Monday, Oct. 25, 1954
Season in the Sun
As oppressive summer weather dawdled into autumn, the polite plunk of tennis balls could still be heard on the grass courts of eastern country clubs, where tennis came of age. But the tall, tanned young men who had spent the summer putting the touch on tournament committees with their "amateur" expense accounts had almost all gone west and south for a season in the sun.
As usual, the travelers had taken their worst habits with them; they were playing unreliable, unpredictable tennis. Far off form last week, Vic Seixas, the new U.S. champion, was knocked out in the quarter finals of Mexico City's Pan-American tournament. (The week before, Seixas had been beaten by Mexico's Gustavo Palafox in Davis Cup competition.) Temperamental Art Larsen let Mexican officiating get under his skin, lost out in the semifinals. Only Tony Trabert held his own against the mediocre competition, and at week's end he won the title.
Home in Manhattan, the Davis Cup selection committee tried to forget that he, too, is a thin-skinned performer. (Only last month at Forest Hills, a loud American crowd bothered him so much that he blew right out of the national championships.) Solemnly, the committee announced that, for all their faults, Tony and Vic are the best around. With Inter collegiate Champion Ham Richardson and Captain Billy Talbert, they will be sent on one more trip to Australia in one more effort to bring home the Davis Cup.

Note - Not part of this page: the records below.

PR #595, opened 2021-05-10
feat(tests): Adds e2e tests for CSI

### LINKED ISSUE #579: Add e2e tests for CSI
Right now we are not currently testing the CSI code in our e2e tests. This should be added before 1.0

thomastaylor312:
This PR adds e2e tests for the CSI code as part of our polishing for 1.0. Right now these tests only run on linux as some of the dependent components don't yet run on Mac. Also, the mock driver would need to use all of our ugly Windows socket code so we don't test it there either. Basically this is all a bit ugly, but it does exercise basic testing of the CSI components of the system. I also updated `podsmiter` to account for the new resources we are creating.

Closes #579

### DIFF
--- a/Cargo.toml
+++ b/Cargo.toml
@@ -57,15 +57,19 @@ dirs = { package = "dirs-next", version = "2.0.0" }
 hostname = "0.3"
 regex = "1.3"
 tracing-subscriber = "0.2"
+serde = "1.0"
 
 [dev-dependencies]
 serde_derive = "1.0"
 serde_json = "1.0"
-serde = "1.0"
 reqwest = { version = "0.11", default-features = false }
-tempfile = "3.1"
 kube-runtime = { version = "0.55", default-features = false }
 compiletest_rs = "0.6"
+tempfile = "3.2"
+k8s-csi = "0.3"
+tonic = "0.4"
+async-trait = "0.1"
+tokio = { version = "1.0", features = ["macros", "rt-multi-thread", "time", "process"] }
 
 [workspace]
 members = [
--- a/src/krustlet-wasi.rs
+++ b/src/krustlet-wasi.rs
@@ -15,6 +15,7 @@ async fn main() -> anyhow::Result<()> {
     // Initialize the logger
     tracing_subscriber::fmt()
         .with_writer(std::io::stderr)
+        .with_env_filter(tracing_subscriber::EnvFilter::from_default_env())
         .init();
 
     let kubeconfig = kubelet::bootstrap(&config, &config.bootstrap_file, notify_bootstrap).await?;
--- a/tests/csi/README.md
+++ b/tests/csi/README.md
@@ -1,0 +1,18 @@
+# CSI Test directory
+
+This directory contains the config for CSI RBAC (necessary if you are using
+KinD). Required binaries for the test are downloaded automatically when you use
+the `justfile`. Right now we only run these things on Linux because the
+Registrar is still missing [MacOS
+support](https://github.com/kubernetes-csi/node-driver-registrar/pull/133) and
+the mock driver would need to handle Windows, which would reuse our ugly code.
+It may be worth making some sort of more fully featured and separate mock driver
+in the future
+
+## Why not use the Docker images for these?
+
+Those would work here for our e2e tests since we are running a KinD node. However, we want these
+tests to reflect more real world usage and there is no guarantee that a Krustlet node will have a
+container runtime (nor do we want to require one). There is also the additional benefit of having
+this be some simple instructions of how you can build some of the key components to get CSI running
+for a Real World™ cluster.
--- a/tests/test_resource_manager.rs
+++ b/tests/test_resource_manager.rs
@@ -1,5 +1,7 @@
 use futures::StreamExt;
 use k8s_openapi::api::core::v1::{ConfigMap, Namespace, Pod, Secret};
+#[cfg(target_os = "linux")]
+use k8s_openapi::api::{core::v1::PersistentVolumeClaim, storage::v1::StorageClass};
 use kube::api::{Api, DeleteParams, PostParams};
 use serde_json::json;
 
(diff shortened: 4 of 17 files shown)


Cargo.toml
```diff
@@ -45,7 +45,7 @@ rustls-tls = [
 
 [dependencies]
 anyhow = "1.0"
-tokio = { version = "1.0", features = ["macros", "rt-multi-thread", "time"] }
+tokio = { version = "1.0", features = ["macros", "rt-multi-thread", "time", "process"] }
```
thomastaylor312, line 48: The new features and dependencies added here are for things in the unit tests and associated binaries (like podsmiter)

src/krustlet-wasi.rs
```diff
@@ -15,6 +15,7 @@ async fn main() -> anyhow::Result<()> {
     // Initialize the logger
     tracing_subscriber::fmt()
         .with_writer(std::io::stderr)
+        .with_env_filter(tracing_subscriber::EnvFilter::from_default_env())
```
thomastaylor312, line 18: Yeah, we weren't using `RUST_LOG` properly. Whoops

Cargo.toml
kflansburg: Is this something that can be set in `dev-dependencies`?

tests/csi/README.md
```diff
@@ -0,0 +1,24 @@
+# CSI Binaries directory
```
kflansburg, line 1: I believe that these should either leverage [git LFS](https://git-lfs.github.com/), or be hosted somewhere else. I would prefer not to download 70 MB when cloning the repository. (Maybe it already is and I just cant tell from the PR).

tests/test_resource_manager.rs
```diff
@@ -180,16 +187,79 @@ impl TestResourceManager {
...
+                                "storageClassName": storage_class
+                            }
+                        }))?,
+                    )
+                    .await?;
+                self.push(TestResource::Pvc(resource_name.to_owned()));
+            }
         }
 
+        //         apiVersion: v1
```
kflansburg, line 239: Should this be cleaned up?

kflansburg (changes requested):
The code itself looks reasonable, this looks like it was a huge effort!

I have a few administrative requests.

Cargo.toml
thomastaylor312: Nope. There isn't a way to turn on the feature conditionally. I don't think you can have a duplicate dep in `dev-dependencies` can you?

tests/csi/README.md
thomastaylor312: I didn't do this as it looked like it was gonna be a hassle. Let me give it a try

thomastaylor312: Wait, wouldn't this mean we'd have to set up LFS on every build run and anyone who wanted to run the tests locally would have to have it as well? I feel like I'd prefer storing the binary somewhere and downloading it on demand

kflansburg: Hmmm, yes but this is pretty standard best practice, and easy to do. It’s pretty rude to have large binaries stored in git itself.

Cargo.toml
kflansburg: I'm pretty sure `kube` does this for `k8s-openapi` https://github.com/clux/kube-rs/blob/a6cc8995183a9ff9b0d7deb2ebad11dfa4ca31bb/kube/Cargo.toml#L86

tests/csi/README.md
thomastaylor312: Yes I agree. But I think that downloading is preferable to having git LFS for 2 files only used during tests. If these were key components, maybe. But I hesitate to add Yet Another Step™ to getting someone going with krustlet

tests/test_resource_manager.rs
thomastaylor312: Yeah, I'll take care of that shortly

tests/csi/README.md
kflansburg: Oh, I see, downloading is fine. I thought you were proposing keeping it in git.

kflansburg: FWIW, I'm pretty sure if its stored in LFS, you can still clone the repo, you would only need to set up LFS to obtain the binaries.

thomastaylor312: Basically I am debating between having an on-demand GH action that builds these binaries and pushes them into the blobstore or just manually pushing them into the blob store. I'll probably revisit on Monday once I get some more random opinions from the internet. But I don't think git LFS is the right choice here. Removing them from git definitely is

Cargo.toml
thomastaylor312: Fixed!

tests/csi/README.md
bacongobbler: It looks like [csi-release-tools](https://github.com/kubernetes-csi/csi-release-tools) only provides Docker images.

Have you considered pulling the binary out of the container image? That would alleviate the need to compile from source.

```
><> id=$(docker create k8s.gcr.io/sig-storage/csi-node-driver-registrar:v2.2.0)
><> docker cp $id:/csi-node-driver-registrar - | tar xf - > ./csi-node-driver-registrar
><> chmod 755 csi-node-driver-registrar
><> ./csi-node-driver-registrar --help
Usage of ./csi-node-driver-registrar:
  -add_dir_header
        If true, adds the file directory to the header of the log messages
```

thomastaylor312: That could work but adds a hard dependency on docker. I think pretty much everyone develops using `kind`, which means docker would be installed, but we haven't required that as of yet. I like keeping the set of tools small, but if this is easiest, we can do it this way

bacongobbler: If you're hard set on either github actions vs git-lfs, I would prefer setting up a GitHub Action that builds the binaries from source, then pushes them up as a Github Release. That way we can keep CSI artifacts and Krustlet artifacts separate. Then in Krustlet we'd download those artifacts during a CI run.

You could set up a separate repository for that... csi-release-action would seem like a good descriptive name.

thomastaylor312: Ok, think I am going to keep it simple and have an on demand job that uploads them to the krustlet blobstore, purely for testing purposes. If people find having the compiled binaries around useful, we can break out a separate project

thomastaylor312: https://github.com/deislabs/krustlet/pull/614

thomastaylor312: Ok this is addressed

thomastaylor312:
Ok @kflansburg and @bacongobbler. I added the new way of fetching the test binaries and squashed all the commits to remove the binaries from the branch

kflansburg (approved):
LGTM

All but convinced that this year's best is not good enough, the U.S. Lawn Tennis Association is trying to build for the future. A couple of promising teenagers will travel with the Davis Cup team just for experience; a group of other youngsters, coached by crafty old-Pro Jack Kramer, has been learning the pitfalls of the summer-tournament circuit at home.
Those pitfalls are likely to turn America's new crop of amateurs into the same sort of semipros who have been disappointing tennis fans for years. Writes one-time Davis Cup Player Sidney Wood Jr.: "A player known to have no other source of income, can . . . travel the tournament trail in relative luxury throughout South America, Europe, Egypt, India and most of the U.S. ... He is often able to set aside some rainy-day savings gleaned from an expense account well in excess of the legally prescribed $15 daily."

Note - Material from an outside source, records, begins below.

PR #607, opened 2021-05-20
Fix typo: AdmissionTLs -> AdmissionTLS

kesselborn:
Cases don't make sense that way ;) ... oversaw that one until I used it in a project

### DIFF
--- a/crates/krator/examples/moose.rs
+++ b/crates/krator/examples/moose.rs
@@ -372,7 +372,7 @@ impl Operator for MooseTracker {
     }
 
     #[cfg(feature = "admission-webhook")]
-    async fn admission_hook_tls(&self) -> anyhow::Result<krator::admission::AdmissionTls> {
+    async fn admission_hook_tls(&self) -> anyhow::Result<krator::admission::AdmissionTLS> {
         let client = self.shared.read().await.client.clone();
         let secret_name = Moose::admission_webhook_secret_name();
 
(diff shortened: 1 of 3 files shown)


kflansburg:
While I agree that it’s not correct English, the partially lowercase acronym is idiomatic Rust. If you run clippy on your branch, it should complain about the all uppercase acronym.

kesselborn:
But then it should at least bei AdmissionTls, nicht AdmissionTLs

Making TLS all capital is probably something I got from Go.
Either way is fine, but not TLs

bacongobbler:
@kesselborn im not sure where you see it as AdmissionTLs.If you look at the code more closely the L is lowercases to follow Rust’s convention of AdmissionTls. Please re-review more closely :)

From https://doc.rust-lang.org/1.0.0/style/style/naming/README.html:

> In CamelCase, acronyms count as one word: use Uuid rather than UUID. In snake_case, acronyms are lower-cased: is_xid_start.

This follows Rust’s convention, so the current casing is correct. Because of that I’m going ahead and closing this as the current styling confirms to standard Rust style convention.

kesselborn:
Uhm 🙈,
super sorry: I should sleep more 😀

I was 100% convinced that it was wrong but looking a the change proves me kind of wrong 😃

Sorry for the noise, don’t know what was wrong with me this morning.

Cheers,
Daniel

Never properly promoted, never popular enough to be a national sport, U.S. amateur tennis remains a subsidized pastime, the responsibility of the nation's country and tennis clubs. A tournament traveler needs more than a smooth supply of shots; he must also get along with the station-wagon set. "You don't have to worry about my boys," Coach Kramer told the U.S.L.T.A. "They dress right, act right and talk right." Tennis fans were happy to hear that the boys play well, too.